Collected data entries:
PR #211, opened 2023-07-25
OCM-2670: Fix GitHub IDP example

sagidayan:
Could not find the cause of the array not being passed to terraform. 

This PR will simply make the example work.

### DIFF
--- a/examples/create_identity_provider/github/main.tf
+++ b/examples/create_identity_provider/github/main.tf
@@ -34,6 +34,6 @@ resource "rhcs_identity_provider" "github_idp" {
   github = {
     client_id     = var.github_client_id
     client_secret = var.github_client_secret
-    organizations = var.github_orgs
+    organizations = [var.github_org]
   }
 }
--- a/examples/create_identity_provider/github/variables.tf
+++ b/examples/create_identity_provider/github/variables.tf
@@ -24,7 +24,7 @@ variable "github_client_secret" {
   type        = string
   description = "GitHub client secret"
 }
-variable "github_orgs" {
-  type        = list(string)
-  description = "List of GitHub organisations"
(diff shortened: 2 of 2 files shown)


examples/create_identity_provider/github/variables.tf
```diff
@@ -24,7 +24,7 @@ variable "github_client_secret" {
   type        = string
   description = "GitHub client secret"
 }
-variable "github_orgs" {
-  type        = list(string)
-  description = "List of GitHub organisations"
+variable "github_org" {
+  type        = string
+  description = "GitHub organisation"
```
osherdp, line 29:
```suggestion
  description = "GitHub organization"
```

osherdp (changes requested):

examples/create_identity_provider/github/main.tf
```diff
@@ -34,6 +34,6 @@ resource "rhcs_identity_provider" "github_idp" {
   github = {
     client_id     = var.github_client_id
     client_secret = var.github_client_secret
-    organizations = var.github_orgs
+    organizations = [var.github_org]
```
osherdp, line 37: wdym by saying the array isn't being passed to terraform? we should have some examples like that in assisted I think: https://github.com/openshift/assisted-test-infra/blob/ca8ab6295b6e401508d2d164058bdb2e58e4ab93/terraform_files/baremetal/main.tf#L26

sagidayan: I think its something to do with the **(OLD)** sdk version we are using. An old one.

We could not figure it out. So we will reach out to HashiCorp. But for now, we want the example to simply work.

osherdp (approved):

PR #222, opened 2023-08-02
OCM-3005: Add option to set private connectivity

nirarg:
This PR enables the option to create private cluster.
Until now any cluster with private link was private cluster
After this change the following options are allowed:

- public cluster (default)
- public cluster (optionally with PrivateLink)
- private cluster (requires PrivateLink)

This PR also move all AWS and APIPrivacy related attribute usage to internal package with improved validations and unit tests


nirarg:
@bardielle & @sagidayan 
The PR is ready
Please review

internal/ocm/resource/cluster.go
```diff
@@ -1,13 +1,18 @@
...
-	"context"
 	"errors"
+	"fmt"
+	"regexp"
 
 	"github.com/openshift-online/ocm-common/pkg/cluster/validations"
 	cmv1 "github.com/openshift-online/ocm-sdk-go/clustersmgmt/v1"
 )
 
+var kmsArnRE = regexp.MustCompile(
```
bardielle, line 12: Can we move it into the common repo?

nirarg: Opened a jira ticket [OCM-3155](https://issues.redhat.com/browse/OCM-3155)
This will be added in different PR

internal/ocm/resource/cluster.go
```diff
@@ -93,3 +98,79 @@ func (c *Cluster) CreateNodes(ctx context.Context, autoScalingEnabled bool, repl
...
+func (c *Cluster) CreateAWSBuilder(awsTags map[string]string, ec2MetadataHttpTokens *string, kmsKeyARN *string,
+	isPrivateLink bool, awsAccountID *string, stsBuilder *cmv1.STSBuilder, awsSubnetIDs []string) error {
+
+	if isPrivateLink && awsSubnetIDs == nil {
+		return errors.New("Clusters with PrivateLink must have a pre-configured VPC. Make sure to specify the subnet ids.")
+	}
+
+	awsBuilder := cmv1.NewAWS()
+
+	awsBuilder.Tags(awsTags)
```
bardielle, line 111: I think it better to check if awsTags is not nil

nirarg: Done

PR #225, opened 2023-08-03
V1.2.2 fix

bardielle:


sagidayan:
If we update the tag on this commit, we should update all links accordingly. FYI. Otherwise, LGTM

...

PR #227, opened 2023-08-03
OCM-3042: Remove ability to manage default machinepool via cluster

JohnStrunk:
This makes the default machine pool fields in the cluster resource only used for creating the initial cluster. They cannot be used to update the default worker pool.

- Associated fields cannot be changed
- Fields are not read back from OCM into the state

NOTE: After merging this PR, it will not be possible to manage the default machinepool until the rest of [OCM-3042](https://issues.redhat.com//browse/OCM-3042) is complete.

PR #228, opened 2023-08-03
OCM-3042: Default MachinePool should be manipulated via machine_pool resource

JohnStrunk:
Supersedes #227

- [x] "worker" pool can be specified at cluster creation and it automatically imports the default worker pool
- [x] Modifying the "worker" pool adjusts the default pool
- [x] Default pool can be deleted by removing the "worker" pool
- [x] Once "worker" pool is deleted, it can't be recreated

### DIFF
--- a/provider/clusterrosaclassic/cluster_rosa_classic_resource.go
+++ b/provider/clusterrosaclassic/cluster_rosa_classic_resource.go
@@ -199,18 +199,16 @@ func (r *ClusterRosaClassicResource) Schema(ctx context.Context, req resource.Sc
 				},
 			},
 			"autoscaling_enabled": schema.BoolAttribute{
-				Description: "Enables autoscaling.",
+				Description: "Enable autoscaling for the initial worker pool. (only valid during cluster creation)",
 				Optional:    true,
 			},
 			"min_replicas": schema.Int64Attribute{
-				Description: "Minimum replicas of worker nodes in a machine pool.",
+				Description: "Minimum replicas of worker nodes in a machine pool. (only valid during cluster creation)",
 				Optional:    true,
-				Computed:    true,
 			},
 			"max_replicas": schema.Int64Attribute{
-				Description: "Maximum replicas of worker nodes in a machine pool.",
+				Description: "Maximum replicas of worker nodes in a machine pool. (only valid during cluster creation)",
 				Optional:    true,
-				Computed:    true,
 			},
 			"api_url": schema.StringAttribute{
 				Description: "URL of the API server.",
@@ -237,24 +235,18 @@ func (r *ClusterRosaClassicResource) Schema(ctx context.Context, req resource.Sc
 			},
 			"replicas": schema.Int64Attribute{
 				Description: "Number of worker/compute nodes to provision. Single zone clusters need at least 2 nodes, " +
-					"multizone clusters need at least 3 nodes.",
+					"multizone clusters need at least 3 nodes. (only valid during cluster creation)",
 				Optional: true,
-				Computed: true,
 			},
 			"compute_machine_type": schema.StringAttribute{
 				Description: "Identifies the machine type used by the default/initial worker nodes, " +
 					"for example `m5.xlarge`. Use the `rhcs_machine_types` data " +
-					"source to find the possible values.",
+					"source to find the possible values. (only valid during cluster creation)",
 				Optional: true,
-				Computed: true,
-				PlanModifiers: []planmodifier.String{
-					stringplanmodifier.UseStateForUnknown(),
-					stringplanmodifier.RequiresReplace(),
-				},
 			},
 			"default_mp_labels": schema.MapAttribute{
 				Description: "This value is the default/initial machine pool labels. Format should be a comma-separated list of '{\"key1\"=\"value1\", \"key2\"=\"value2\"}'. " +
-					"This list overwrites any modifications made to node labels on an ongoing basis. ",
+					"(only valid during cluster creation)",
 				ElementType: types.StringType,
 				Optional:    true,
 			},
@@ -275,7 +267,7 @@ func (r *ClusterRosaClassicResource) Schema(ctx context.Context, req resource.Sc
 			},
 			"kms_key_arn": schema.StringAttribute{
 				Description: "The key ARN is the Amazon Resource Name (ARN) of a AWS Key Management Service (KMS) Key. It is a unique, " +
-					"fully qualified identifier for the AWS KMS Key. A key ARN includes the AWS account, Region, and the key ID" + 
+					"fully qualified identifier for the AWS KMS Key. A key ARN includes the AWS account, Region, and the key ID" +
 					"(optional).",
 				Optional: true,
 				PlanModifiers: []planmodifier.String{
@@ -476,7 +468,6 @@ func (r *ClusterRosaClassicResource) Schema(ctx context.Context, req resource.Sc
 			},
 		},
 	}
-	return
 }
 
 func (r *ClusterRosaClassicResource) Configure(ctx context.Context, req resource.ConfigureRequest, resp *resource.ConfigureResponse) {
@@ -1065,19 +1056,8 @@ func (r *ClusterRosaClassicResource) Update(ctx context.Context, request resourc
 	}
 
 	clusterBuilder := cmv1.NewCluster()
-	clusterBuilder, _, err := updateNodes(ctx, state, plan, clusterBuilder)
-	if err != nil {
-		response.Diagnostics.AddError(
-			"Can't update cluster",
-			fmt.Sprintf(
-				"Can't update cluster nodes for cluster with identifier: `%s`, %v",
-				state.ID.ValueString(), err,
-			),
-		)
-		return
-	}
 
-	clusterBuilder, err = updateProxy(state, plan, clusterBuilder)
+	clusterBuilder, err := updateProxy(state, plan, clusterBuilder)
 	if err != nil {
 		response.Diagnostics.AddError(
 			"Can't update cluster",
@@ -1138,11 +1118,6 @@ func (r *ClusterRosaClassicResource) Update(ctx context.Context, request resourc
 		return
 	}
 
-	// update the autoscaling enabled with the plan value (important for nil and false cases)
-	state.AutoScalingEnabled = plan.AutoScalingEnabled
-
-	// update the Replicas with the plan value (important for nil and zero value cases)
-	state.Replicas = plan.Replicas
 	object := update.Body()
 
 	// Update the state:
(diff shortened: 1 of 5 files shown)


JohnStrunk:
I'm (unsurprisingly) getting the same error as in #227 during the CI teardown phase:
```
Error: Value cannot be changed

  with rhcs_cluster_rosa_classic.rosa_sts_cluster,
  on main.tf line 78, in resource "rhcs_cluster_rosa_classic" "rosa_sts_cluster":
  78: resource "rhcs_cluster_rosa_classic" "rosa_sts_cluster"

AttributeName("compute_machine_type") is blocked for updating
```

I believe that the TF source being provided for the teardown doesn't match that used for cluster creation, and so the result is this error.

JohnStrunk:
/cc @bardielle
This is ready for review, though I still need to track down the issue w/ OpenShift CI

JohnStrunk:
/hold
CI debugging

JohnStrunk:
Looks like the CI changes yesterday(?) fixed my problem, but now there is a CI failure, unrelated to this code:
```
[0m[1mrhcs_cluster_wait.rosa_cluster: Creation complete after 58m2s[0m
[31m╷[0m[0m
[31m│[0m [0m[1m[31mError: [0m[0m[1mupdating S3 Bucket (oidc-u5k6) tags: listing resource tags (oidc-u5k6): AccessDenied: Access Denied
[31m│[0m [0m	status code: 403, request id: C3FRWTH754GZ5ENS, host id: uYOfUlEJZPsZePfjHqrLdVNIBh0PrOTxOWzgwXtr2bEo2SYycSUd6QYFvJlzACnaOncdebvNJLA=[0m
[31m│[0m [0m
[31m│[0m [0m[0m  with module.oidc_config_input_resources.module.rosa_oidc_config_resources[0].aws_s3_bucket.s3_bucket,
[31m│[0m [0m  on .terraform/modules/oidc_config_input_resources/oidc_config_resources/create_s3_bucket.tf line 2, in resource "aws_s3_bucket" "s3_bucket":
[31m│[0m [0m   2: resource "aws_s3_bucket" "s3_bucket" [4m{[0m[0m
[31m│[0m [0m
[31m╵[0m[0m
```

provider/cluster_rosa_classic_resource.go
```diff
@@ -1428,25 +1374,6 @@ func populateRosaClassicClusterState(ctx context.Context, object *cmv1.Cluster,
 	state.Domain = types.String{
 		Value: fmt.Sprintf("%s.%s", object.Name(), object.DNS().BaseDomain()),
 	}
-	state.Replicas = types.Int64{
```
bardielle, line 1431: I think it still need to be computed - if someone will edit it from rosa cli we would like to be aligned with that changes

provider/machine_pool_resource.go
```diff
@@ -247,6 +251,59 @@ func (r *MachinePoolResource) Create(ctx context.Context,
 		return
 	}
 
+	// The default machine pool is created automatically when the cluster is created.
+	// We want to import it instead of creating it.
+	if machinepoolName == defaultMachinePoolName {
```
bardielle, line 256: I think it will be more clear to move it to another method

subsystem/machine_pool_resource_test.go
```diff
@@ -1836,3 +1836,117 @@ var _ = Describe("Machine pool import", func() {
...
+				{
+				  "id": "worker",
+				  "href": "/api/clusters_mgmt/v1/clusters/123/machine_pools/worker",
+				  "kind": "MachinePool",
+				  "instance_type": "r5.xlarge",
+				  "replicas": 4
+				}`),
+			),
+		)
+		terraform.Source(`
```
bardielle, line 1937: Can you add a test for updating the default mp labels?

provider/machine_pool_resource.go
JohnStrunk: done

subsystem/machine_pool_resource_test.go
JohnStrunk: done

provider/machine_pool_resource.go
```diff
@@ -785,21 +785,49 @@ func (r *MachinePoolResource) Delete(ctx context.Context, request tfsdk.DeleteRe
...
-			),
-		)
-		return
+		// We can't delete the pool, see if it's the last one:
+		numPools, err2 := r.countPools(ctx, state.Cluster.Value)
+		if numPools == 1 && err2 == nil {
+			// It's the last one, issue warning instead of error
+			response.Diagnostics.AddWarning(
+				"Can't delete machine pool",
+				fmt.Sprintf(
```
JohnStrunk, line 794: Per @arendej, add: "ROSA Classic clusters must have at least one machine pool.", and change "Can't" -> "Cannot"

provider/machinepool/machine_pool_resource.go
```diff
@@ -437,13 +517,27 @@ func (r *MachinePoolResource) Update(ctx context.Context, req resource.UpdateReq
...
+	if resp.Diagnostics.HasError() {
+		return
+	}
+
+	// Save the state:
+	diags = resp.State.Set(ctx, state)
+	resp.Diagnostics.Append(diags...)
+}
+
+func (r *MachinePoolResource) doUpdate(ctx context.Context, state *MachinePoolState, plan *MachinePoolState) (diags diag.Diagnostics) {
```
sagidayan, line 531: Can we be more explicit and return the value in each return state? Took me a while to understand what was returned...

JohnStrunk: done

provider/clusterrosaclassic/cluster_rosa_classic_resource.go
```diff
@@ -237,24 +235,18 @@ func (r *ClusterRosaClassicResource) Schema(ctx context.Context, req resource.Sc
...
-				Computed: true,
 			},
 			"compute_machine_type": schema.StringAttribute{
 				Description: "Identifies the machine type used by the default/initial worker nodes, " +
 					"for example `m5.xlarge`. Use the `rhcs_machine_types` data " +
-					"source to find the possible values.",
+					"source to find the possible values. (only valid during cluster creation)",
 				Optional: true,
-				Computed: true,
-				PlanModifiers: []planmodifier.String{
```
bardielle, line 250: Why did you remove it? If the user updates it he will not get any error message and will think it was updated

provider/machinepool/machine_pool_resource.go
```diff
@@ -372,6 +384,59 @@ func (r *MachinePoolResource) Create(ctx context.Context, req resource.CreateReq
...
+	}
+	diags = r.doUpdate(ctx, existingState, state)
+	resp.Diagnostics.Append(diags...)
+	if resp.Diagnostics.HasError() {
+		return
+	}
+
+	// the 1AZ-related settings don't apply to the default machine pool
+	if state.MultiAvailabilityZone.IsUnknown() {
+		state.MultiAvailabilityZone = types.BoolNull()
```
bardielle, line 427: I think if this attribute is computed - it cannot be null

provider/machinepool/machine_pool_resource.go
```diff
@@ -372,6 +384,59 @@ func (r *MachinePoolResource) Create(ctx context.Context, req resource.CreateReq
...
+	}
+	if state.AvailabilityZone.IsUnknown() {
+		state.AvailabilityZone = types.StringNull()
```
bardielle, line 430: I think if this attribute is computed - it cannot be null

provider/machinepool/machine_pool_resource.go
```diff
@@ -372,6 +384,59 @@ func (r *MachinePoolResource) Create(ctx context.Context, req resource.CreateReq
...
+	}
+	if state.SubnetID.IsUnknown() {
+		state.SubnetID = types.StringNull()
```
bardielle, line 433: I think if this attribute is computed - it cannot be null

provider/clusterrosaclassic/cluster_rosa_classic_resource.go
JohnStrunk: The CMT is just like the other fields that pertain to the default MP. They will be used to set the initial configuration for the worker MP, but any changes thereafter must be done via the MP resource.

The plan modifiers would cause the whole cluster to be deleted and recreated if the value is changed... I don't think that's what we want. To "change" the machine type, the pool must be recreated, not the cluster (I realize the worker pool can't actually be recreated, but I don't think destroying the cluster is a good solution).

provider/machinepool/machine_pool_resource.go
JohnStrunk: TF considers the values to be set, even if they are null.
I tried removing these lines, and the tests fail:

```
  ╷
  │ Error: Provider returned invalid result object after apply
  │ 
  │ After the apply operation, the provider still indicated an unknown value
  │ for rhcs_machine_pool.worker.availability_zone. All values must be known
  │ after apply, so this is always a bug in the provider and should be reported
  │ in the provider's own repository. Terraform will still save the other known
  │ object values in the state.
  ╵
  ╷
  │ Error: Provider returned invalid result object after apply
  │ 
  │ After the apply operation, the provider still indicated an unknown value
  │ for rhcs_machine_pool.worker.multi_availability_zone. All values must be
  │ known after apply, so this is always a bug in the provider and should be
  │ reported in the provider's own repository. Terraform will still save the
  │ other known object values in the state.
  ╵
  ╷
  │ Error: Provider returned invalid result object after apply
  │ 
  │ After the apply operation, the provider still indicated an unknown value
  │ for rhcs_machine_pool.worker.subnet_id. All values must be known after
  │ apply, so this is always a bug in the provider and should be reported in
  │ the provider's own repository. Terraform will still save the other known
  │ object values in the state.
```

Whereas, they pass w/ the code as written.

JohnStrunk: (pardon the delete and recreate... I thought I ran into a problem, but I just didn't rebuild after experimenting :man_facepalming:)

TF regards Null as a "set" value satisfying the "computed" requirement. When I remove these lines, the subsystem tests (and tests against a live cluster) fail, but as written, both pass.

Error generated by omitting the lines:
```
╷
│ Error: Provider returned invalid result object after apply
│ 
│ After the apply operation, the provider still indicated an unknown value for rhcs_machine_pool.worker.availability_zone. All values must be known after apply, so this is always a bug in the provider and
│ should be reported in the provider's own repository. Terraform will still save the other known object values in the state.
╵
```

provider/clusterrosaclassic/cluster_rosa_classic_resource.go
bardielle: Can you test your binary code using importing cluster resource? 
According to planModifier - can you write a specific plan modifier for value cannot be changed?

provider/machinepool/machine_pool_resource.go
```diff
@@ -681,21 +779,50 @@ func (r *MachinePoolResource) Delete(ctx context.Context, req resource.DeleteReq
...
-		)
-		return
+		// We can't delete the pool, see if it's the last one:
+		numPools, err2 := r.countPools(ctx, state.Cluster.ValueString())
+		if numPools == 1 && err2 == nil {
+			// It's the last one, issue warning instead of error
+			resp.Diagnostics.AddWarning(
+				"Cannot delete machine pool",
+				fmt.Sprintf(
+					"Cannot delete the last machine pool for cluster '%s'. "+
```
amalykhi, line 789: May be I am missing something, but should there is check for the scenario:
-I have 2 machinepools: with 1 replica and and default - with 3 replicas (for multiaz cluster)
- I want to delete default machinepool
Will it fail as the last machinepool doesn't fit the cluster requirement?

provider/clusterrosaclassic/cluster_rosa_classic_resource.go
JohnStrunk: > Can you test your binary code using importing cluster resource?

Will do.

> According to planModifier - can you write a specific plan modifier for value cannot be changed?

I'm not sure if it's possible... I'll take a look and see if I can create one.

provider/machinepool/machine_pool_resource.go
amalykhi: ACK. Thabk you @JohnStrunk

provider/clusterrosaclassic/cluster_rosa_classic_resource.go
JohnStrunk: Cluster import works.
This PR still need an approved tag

* * *

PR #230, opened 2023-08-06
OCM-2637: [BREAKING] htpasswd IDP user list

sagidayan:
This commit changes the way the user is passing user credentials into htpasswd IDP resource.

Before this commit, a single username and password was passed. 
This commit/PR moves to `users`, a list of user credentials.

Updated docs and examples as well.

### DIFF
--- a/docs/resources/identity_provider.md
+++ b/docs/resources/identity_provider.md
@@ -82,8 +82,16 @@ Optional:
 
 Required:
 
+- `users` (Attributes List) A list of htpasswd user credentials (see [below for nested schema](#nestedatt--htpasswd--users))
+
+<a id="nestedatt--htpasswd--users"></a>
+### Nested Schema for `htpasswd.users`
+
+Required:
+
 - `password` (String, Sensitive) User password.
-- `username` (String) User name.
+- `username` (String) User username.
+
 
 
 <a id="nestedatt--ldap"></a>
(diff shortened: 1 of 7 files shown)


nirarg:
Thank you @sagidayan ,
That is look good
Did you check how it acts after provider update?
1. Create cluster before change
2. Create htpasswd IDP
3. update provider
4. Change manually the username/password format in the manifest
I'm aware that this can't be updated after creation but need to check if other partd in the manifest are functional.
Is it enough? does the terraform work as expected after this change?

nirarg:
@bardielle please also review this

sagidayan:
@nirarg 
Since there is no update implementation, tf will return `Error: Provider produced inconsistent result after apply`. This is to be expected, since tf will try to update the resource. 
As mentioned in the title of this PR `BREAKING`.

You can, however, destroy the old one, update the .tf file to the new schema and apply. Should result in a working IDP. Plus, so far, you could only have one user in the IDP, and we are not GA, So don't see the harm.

Description of the task:
Scan the entries above for the line containing "PR #211, opened 2023-07-25", and copy it and all lines after it exactly, down to and including the line containing "--- a/examples/create_identity_provider/github/main.tf".

Exercise answer:
PR #211, opened 2023-07-25
OCM-2670: Fix GitHub IDP example

sagidayan:
Could not find the cause of the array not being passed to terraform. 

This PR will simply make the example work.

### DIFF
--- a/examples/create_identity_provider/github/main.tf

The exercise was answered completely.